Scientific Reports (Dec 2022)
Corn planting and harvest scheduling under storage capacity and growing degree units uncertainty
Abstract
Abstract Planting and harvest scheduling is a crucial part of crop production due to its significant impact on other factors such as balancing the capacities for harvest, yield potential, sales price, storage, and transportation. Corn planting and harvest scheduling is challenging because corn hybrids have different planting windows, and, subsequently, inaccurate planting and harvest scheduling can result in inconsistent and unpredictable weekly harvest quantities and logistical and productivity issues. In the 2021 Syngenta Crop Challenge, participants were given several large datasets including recorded historical daily growing degree units (GDU) of two sites and provided with planting windows, required GDUs, and harvest quantities of corn hybrids planted in these two sites, and were asked to schedule planting and harvesting dates of corn hybrids under two storage capacity cases so that facilities are not over capacity in harvesting weeks and have consistent weekly harvest quantities.
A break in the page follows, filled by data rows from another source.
PR #167, opened 2016-03-30
Fix gonazel-pe not being fetched when git protocol port is blocked

abhishekdev:
- Provides a workaround within enterprises where the default git protocol port is blocked.
- Use github URL format in package.json instead of a git only URL. This prevents npm from failing when and rather use https ports instead of git protocol port (9418) id git global config are set via: `git config --global url."https://".insteadOf git://`

### DIFF
--- a/package.json
+++ b/package.json
@@ -20,7 +20,7 @@
     "chalk": "^1.0.0",
     "commander": "^2.8.0",
     "exit": "^0.1.2",
-    "gonzales-pe": "git://github.com/gilt/gonzales-pe.git#dev",
+    "gonzales-pe": "gilt/gonzales-pe#dev",
     "lodash.findindex": "^4.0.1",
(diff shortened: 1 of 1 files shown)


abhishekdev:
The npm github URL pattern support was introduced in `v1.1.65` <sup>*[source](https://docs.npmjs.com/files/package.json#github-urls)*</sup>

Since node `0.10.x` shipped with npm `v1.2.14` this change should be fine for backward compatibility.<sup>[source](https://nodejs.org/en/blog/release/v0.10.0/#2013-03-11-version-0-10-0-stable)</sup>

jwilsson:
Nice catch!

And thanks for the detailed explanation and patch :smile:

jwilsson:
Released in `1.5.2`, let us know if it doesn't work.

The research problem includes determining the planting and harvest scheduling of corn hybrids under two storage capacity cases: (1) given the maximum storage capacity, and (2) without maximum storage capacity to determine the lowest storage capacity for each site. To help improve corn planting and harvest scheduling, we propose two mixed-integer linear programming (MILP) models and a heuristic algorithm to solve this problem for both storage capacity cases. Daily GDUs are required for planting and harvest scheduling, but they are unknown at the beginning of the growing season. As such, we use recurrent neural networks to predict the weekly GDUs of 70 weeks and consider this as the predicted GDU scenario to solve this problem. In addition, we solve this problem considering all given 10 historical GDU scenarios from 2010 to 2019 together for both storage capacity cases to include historical GDUs directly to our model rather than using predicted GDUs. Our extensive computational experiments and results demonstrate the effectiveness of our proposed methods, which can provide optimal planting and harvest scheduling considering deterministic GDU scenario and uncertainties in historical GDU scenarios for both storage capacity cases to provide consistent weekly harvest quantities that are below the maximum capacity.